==== Data in this exercise ====

PR #3009, opened 2026-09-03
fix(ecr): enforce immutable image tags

simonepri:
## Summary

Route ECR Distribution traffic through Floci's port `4566` listener and translate requests to isolated backing storage. Reject replacement manifest writes for immutable tags, bind the backing registry to loopback, direct EKS mirrors through the guarded listener, and preserve repositories created through the former direct endpoint.

Equivalent support for GCP Artifact Registry and Azure ACR will require further work first, as their respective data-plane surfaces are not yet implemented in Floci.

## Type of change

- [x] Bug fix (`fix:`)
- [ ] New feature (`feat:`)
- [ ] Docs / chore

====

Work instruction - Exact copies of the lines from the one containing "Route ECR Distribution" through the final line of the records are all the answer should hold.

Exercise answer -
Route ECR Distribution traffic through Floci's port `4566` listener and translate requests to isolated backing storage. Reject replacement manifest writes for immutable tags, bind the backing registry to loopback, direct EKS mirrors through the guarded listener, and preserve repositories created through the former direct endpoint.

Equivalent support for GCP Artifact Registry and Azure ACR will require further work first, as their respective data-plane surfaces are not yet implemented in Floci.

## Type of change

- [x] Bug fix (`fix:`)
- [ ] New feature (`feat:`)
- [ ] Docs / chore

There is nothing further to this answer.